E’ illegittimo il licenziamento intimato per avere il dipendente avuto accesso a dati riservati dell’impresa nel caso in cui quest’ultima non abbia adottato alcuna misura di sicurezza per proteggere le proprie informazioni ed impedire l’accesso ai soggetti non autorizzati.

Caso

Una Banca intimava ad una propria dipendente il licenziamento per giusta causa.

La giusta causa di licenziamento consisteva nel fatto che la lavoratrice aveva avuto accesso a dati rilevanti per la Banca, senza avere alcuna autorizzazione.

Secondo la linea difensiva del datore di lavoro, pertanto, la condotta della dipendente aveva minato il rapporto di fiducia tra le parti.

Sia in primo che in secondo grado i Giudici accolgono le domande della lavoratrice e la Banca, quindi, decide di proporre ricorso per Cassazione.

Sentenza

Nell’ultimo grado di giudizio la Banca ribadisce la gravità della condotta tenuta dalla lavoratrice, anche in considerazione dell’importanza che quei dati rivestivano per l’istituto finanziario.

Inoltre, il regolamento aziendale vietava alla lavoratrice di accedere alle cartelle e ai files in questione.

La Suprema Corte, tuttavia, con sentenza 8957/2021, rigetta il ricorso del datore di lavoro, confermando la sentenza di appello.

Nel corso del giudizio di merito, infatti, era emerso come la lavoratrice avesse avuto accesso ai dati semplicemente utilizzando le proprie credenziali di autenticazione (user id e password).

La Banca, inoltre, non aveva contestato, né provato, che la dipendente avesse salvato i files su qualche supporto, né che ne avesse fatto un uso indebito, né che li avesse scambiati con terzi, per cui il licenziamento era da considerarsi una misura sproporzionata.

Ma l’elemento determinante ai fini del rigetto del ricorso sembra essere un altro.

I Giudici di legittimità, infatti, evidenziano a più riprese come l’impresa non avesse adottato alcuna misura di sicurezza per proteggere quei dati che sembravano essere così importanti per l’istituto finanziario.

In altre parole, come si poteva ritenere che la dipendente avesse tenuto un comportamento così grave - tale da giustificare la sanzione massima del licenziamento - se lo stesso datore di lavoro, tramite la propria inerzia, aveva dimostrato di non avere un particolare interesse a proteggere la riservatezza di quelle informazioni?

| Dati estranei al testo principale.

PR #251, opened 2019-05-30
DF/019: EOM handling improvement

mgolosova:
* fix input stream handling (no EOM was taken into account for the input stream);
* more strict output message definition (it must include last `\n` symbol as it is required by ES bulk API and must get there -- and if it is added as EOM, it will be removed on the next stage);
* new default EOM value (as `\n` appears in the message body, it can not be used as EOM);
* README updated accordingly.

### DIFF
--- a/Utils/Dataflow/019_esFormat/README
+++ b/Utils/Dataflow/019_esFormat/README
@@ -38,8 +38,8 @@ To produce regular (seamless NDJSON) samples, run:
 
 Comment:
  * input samples can not be used (and output one -- saved) as-is
-   due to the specific EOM marker (most of the stages use NEWLINE, which
-   is not allowed here because of the output message format);
+   due to the specific EOM marker (most of the stages use NEWLINE, which,
+   being part of the output messages body, is not allowed here);
  * `tr` is a Unix utility to translate or delete characters (for details please
    refer to man pages);
  * output message body contains trailing NEWLINE, so RS is simply removed from
--- a/Utils/Dataflow/019_esFormat/README
+++ b/Utils/Dataflow/019_esFormat/README
@@ -31,7 +31,21 @@ JSON documents, one document per line:
 
 Samples
 -------
-The 'output' directory contains two pairs of samples:
+To produce regular (seamless NDJSON) samples, run:
+
+  cat input/sample_name.ndjson | tr $'\n' $'\x1e' | \
+    ./run.sh -E '' | tr -d $'\x1e' > output/sample_name.ndjson
+
+Comment:
+ * input samples can not be used (and output one -- saved) as-is
+   due to the specific EOM marker (most of the stages use NEWLINE, which
+   is not allowed here because of the output message format);
+ * `tr` is a Unix utility to translate or delete characters (for details please
+   refer to man pages);
+ * output message body contains trailing NEWLINE, so RS is simply removed from
+   the output stream (not replaced with another NEWLINE).
+
+The 'output' directory contains two pairs of regular samples:
 
 2016 data:
 tasks2016.ndjson (from 016's 2016 sample)
--- a/Utils/Dataflow/019_esFormat/README
+++ b/Utils/Dataflow/019_esFormat/README
@@ -32,15 +32,6 @@ JSON documents, one document per line:
  ...
 }}}
 
-TODO
-----
-Currently, it operates as if one line was one message (piece of information).
-For input it is OK, but for output it would be better to take <index info> and
-  <data> JSON documents together, as one message. I don`t know where it will
-  be critical for now, but something tells me that it will.
-This task requires accurate EOMessage and EOProcess markers handling (see the
-  `kafka-dataflow-markers` branch).
-
 Samples
 -------
 The 'output' directory contains two pairs of samples:
--- a/Utils/Dataflow/019_esFormat/README
+++ b/Utils/Dataflow/019_esFormat/README
@@ -27,9 +27,6 @@ JSON documents, one document per line:
 {{{
  <index info>
  <data>
- <index info>
- <data>
- ...
 }}}
 
 Samples
--- a/Utils/Dataflow/019_esFormat/esFormat.php
+++ b/Utils/Dataflow/019_esFormat/esFormat.php
@@ -8,7 +8,7 @@ set_error_handler("exception_error_handler");
 $DEFAULT_INDEX = 'tasks_production';
 $ES_INDEX = NULL;
 $EOP_DEFAULTS = Array("stream" => chr(0), "file" => "");
-$EOM_DEFAULTS = Array("stream" => "\n", "file" => "\n");
+$EOM_DEFAULTS = Array("stream" => chr(30), "file" => chr(30));
 
 function check_input($row) {
   $required_fields = array('_id', '_type');
--- a/Utils/Dataflow/019_esFormat/esFormat.php
+++ b/Utils/Dataflow/019_esFormat/esFormat.php
@@ -133,7 +133,7 @@ if ($h) {
     $index = constructIndexJson($row);
 
     echo json_encode($index)."\n";
-    echo json_encode($row);
+    echo json_encode($row)."\n";
     echo $EOM_MARKER;
     echo $EOP_MARKER;
   }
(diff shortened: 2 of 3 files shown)


mgolosova:
[Stage 019: работа с EOM](https://trello.com/c/rvPcARIw/107-stage-019-%D1%80%D0%B0%D0%B1%D0%BE%D1%82%D0%B0-%D1%81-eom)

mgolosova:
Force-update is to fix mistake in the commit that changes default EOM: I forget to change it for file mode, though mentioned it in the commit log message (2bd522c -> 316a001).

mgolosova:
I don\`t know if I should update samples in `output/`: there must appear non-printable symbol RS (`\x1e`), which is very likely to make samples unreadable through GitHub interface (and not straightly usable as input for the next stage).

I think I can add "real" samples, marking already existed ones as "adapted" ones. Or just add a note in the README, saying that output samples can be obtained with provided command:
```
./run.sh -d s input/sample_name.ndjson | tr -d $'\x1e' > output/sample_name.ndjson
```

@Evildoor, recently you worked with samples a lot; what do you think?

Evildoor:
@mgolosova, I've looked at this, what can I say...
So far the situation in the repository is simple and straightforward: stage (any stage, not just this one), when given input sample, produces result identical to the corresponding output sample (with a caveat that some output may depend on configs, i.e. this stage takes index name from the config). This PR changes the situation - unless I'm missing something,

    ./run.sh input/sample_name.ndjson | tr -d $'\x1e' > output/sample_name.ndjson

will not work because the input samples (output of 016 and 095) are still using `\n` as EOM. The same thing will, as you correctly pointed out, happen with the output - 069 was not changed in this PR, so it will be unable to work with the new samples. [1]
I see several ways to proceed:

1. To uphold the "input produces output by default" rule it would be logical to change 016, 095 and 069's behavior to produce/accept messages with RS by default.  However, the stages use the same EOM for input and output messages, so it would require either changing ALL the stages to use RS (you said it would be possible and logical later, so doing it now may not be a good idea) or "breaking them in half" to be able to use `\n` for input (or output) and RS for the other channel (doesn't look good either, and may also create impression that, for example, stage 016's function is to do X and also change EOM, while in reality it just to do X, and EOM change is a crutch).
2. Refrain from using RS. However, you already explained why using `\n` would be incorrect, and any other value is no better than RS regarding other stages being unaware of it.
3. Somehow wrap or separate usage of the stage for real dataflow and for "input -> output" producing of samples. Writing an actual wrapper/different mode invoked by an argument/etc to run the stage with the different default value of a parameter looks like overkill, so your idea of adding a note about special way of getting the samples with `-e` looks appealing (with the correction that the input should be altered as well as the output, and a short explanation of the issue).
4. Do nothing and leave the current samples. Can be confusing.
5. Keep two versions of samples, as you've suggested. Can be confusing as well.

Neither of the solutions look very appealing to me because they either upset the existing "simple and straightforward" order of things or are unacceptable due to other reasons. Since the correct (in my opinion) solution - to change the whole dataflow to use RS as EOM - would be possible in the future, I think we should wait for it. In the meantime... Option 3, in the suggested form of addition to README, seems to be the best, but before that - is option 2 really that hopeless? I mean, if the case was simply about "stage that works fine in dataflow, but requires a bit of special treatment in testing environment" then it would be fine, but we are discussing possible changes to samples or their handling, and at the same time you had to change `data4es-start` to essentially make the same alterations to input and output of the stage in dataflow. Looks counter-intuitive. Maybe we can do something about addition of '\n' into the message?

[1] Actually, 069 in its current state won't give a damn about 019's output sample because, unlike other stages, it has a separate input sample instead of a link to 019's output. In this regard I'm talking about how things should be, and not how they are.

mgolosova:
@Evildoor,
> ```
> ./run.sh input/sample_name.ndjson | tr -d $'\x1e' > output/sample_name.ndjson
> ```
> will not work because the input samples (output of 016 and 095) are still using \n as EOM.

Fair point, then it must be something like this:
```
cat input/sample_name.ndjson | tr $'\n' $'\x1e' | ./run.sh | tr -d $'\x1e' > output/sample_name.ndjson
```

Not exactly readable, though...(

> The same thing will, as you correctly pointed out, happen with the output - 069 was not changed in this PR, so it will be unable to work with the new samples.

It is if we ***do*** place this uncommon EOM in the output sample; which is not necessary, if we decide to confine ourselves to the note in the README, that explains how to get this "purified" sample.

> ...changing ALL the stages to use RS (you said it would be possible and logical later)

I think I meant either that it can be done within `data4es-start` script, or that in case of Kafka supervisor it won\` be necessary. Yet I might have said something different indeed; if I did, please consider what is said above more relevant version.

> "breaking them in half" to be able to use `\n` for input (or output) and RS for the other channel

If doing something like this, then only on the global level; I mean, it will require dividing `EOM` in two (`EOM_input` and `EOM_output`) anywhere it appears in our code. Even if we may leave it be in `pyDKB` for now (saying that "for the time being it is OK to use same `EOM` for both streams"), the supervising program must be aware of it.
I don\`t say it is impossible; I just clarify that it must be implemented not as a "crutch", but as a regular solution. There are many versions of crutch solution, but this one seems to be abla to cause more problems then any other.

> Somehow wrap or separate usage of the stage for real dataflow and for "input -> output" producing of samples.

In context of #180 it even looks as a "regular" solution, and then README note may be considered as a "crutch solution", that One Day™ will be more formally implemented.
**So, this way it shall go**...

---

> Maybe we can do something about addition of '\n' into the message?

**Shortly**: yes, there is a way. But about a year ago it was decided not to go there.

**The long version.**
The only way to do it correctly is to state that `EOM` symbol, whatever it was, is allowed within the message body if properly escaped. It makes "read_message" operation a bit more complicated (not every `EOM` symbol is `EOM` indeed), and requires additional operation on every message: "code" it before sending ( == find and escape everything that may be mixed up with `EOM`) and "decode" on receiving. Every- and anywhere we work with messages (`pyDKB`, shell- and php- scripts, supervisors).

Escaping things is annoying: you can\`t simply say "we will replace NEWLINE symbols with literal `'\n'`"; you must ensure that all appearings of literal `'\n'` within the message body are escaped too; etc.
Remember regular expressions in Python, where you must type numerous '\' when need to compare with literal backslash symbol (unless r-strings are used):
```
>>> print "\\\\n"
\\n
>>> print r"\\n"
\\n
```

If we decide to do something like this, we have 4 extra operations at every stage; and it is exactly what we tried to avoid introducing custom `EOM`. 

And -- it is very likely that someone who tries to implement worker script at betch scale will forget about this (de)coding operations. While the whole idea was to make things simple: "output your message and add `EOM`; just don\`t forget to configure the supervisor to use the same `EOM`."
Everything else -- the command-line parameters, `pyDKB` wrappers around this and that -- is to avoid re-implementation of commonly used operations, manual adjustments of what we already have. And, of course, to bring some order: input/output related things have changed a couple of times, and we wanted to be sure that every stage is equally aware of this changes... and that no one steps into a trap that someone else has already detected and even found a way around.

---

*There\`s no such obstacle we couldn\`t possibly create.* ;)

mgolosova:
@Evildoor, please take a look: 8019cb2

Evildoor:
@mgolosova, thanks for the explanation. Addition to README looks good, I'm just going to suggest clarifying this point:

     * input samples can not be used (and output one -- saved) as-is
       due to the specific EOM marker (most of the stages use NEWLINE, which
       is not allowed here because of the output message format);

The last part - "because ... of the format" - sounds unclear to me, so I believe that something like

    ... use NEWLINE, which cannot be used in this stage because the output 
    messages it produces include the NEWLINE symbol);

would be easier to understand.

mgolosova:
@Evildoor, reworded now. Please take a look.

Evildoor:
@mgolosova, this looks better, but the order should probably be changed:

    most of the stages use NEWLINE, which, being part of the output messages' body, is not allowed here

But I'm not sure, maybe the current version is alright.

mgolosova:
@Evildoor,
both looks good enough for me, so changed to your version.

anastasiakaida:
@mgolosova 
I think it would be awesome to see a new output sample in this PR (even with artificial markers because of the difference between "Kafka-way" of communication and the current situation. :)

PR #254, opened 2019-06-03
DF/019: introduce 'update' action (ES updates, pt.1.1)

mgolosova:
Stage 019 now is able to produce records prepared to update data in ES via ES bulk API:
* from input records having special field `"_update": true`;
* from all input records, if run with `--update` command-line option.


Utils/Dataflow/019_esFormat/README
```diff
@@ -20,14 +23,16 @@ Required:
 
 Optional:
 * '_parent' (ES identifier for parent type record).
+* '_update' (corresponding ES record shouldbe "updated", not
```
Evildoor: Missing space: "should be".

Utils/Dataflow/019_esFormat/README
```diff
@@ -20,14 +23,16 @@ Required:
...
+             "inserted"/"indexed")
```
Evildoor: Missing "." at the end, to be in line with the previous element of the list.

Utils/Dataflow/019_esFormat/README
mgolosova: Fixed, thank you.

Utils/Dataflow/019_esFormat/README
mgolosova: Fixed, thank you.

mgolosova:
[Stage 019: разрешить операцию "update"](https://trello.com/c/coddXfAV/116-stage-019-%D1%80%D0%B0%D0%B7%D1%80%D0%B5%D1%88%D0%B8%D1%82%D1%8C-%D0%BE%D0%BF%D0%B5%D1%80%D0%B0%D1%86%D0%B8%D1%8E-update)

Evildoor:
Shouldn't this PR add new output samples (especially considering the fact that format changes a bit when "update" is used)? One the other hand, maybe the samples should be added in the future, when the whole "update" chain would be implemented (together with samples for other stages).

mgolosova:
@Evildoor, thank you for your comment, new sample was added.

In punto di diritto la Cassazione rileva come “il licenziamento disciplinare è giustificato nei casi in cui i fatti attribuiti al lavoratore rivestano il carattere di grave violazione degli obblighi del rapporto di lavoro, tale da ledere irrimediabilmente il rapporto fiduciario”.

Da ciò consegue che “il giudice di merito deve valutare gli aspetti concreti che attengono principalmente alla natura del rapporto di lavoro, alla posizione delle parti, al nocumento arrecato, alla portata soggettiva dei fatti, ai motivi ed all’intensità dell’elemento intenzionale o di quello colposo (v., ex plurimis, Cass. n. 25608/2014)”.

Nel caso in questione, secondo la Corte, la mancata adozione da parte del datore di lavoro delle misure tecniche atte ad impedire l’accesso ha reso l’insubordinazione manifestata dalla lavoratrice di grado minimo.

Viene, quindi, confermata la sentenza di secondo grado, che aveva ordinato la reintegrazione della dipendente nel suo posto di lavoro e il risarcimento dei danni parametrati alla retribuzione non percepita dal licenziamento alla data dell’effettiva reintegra.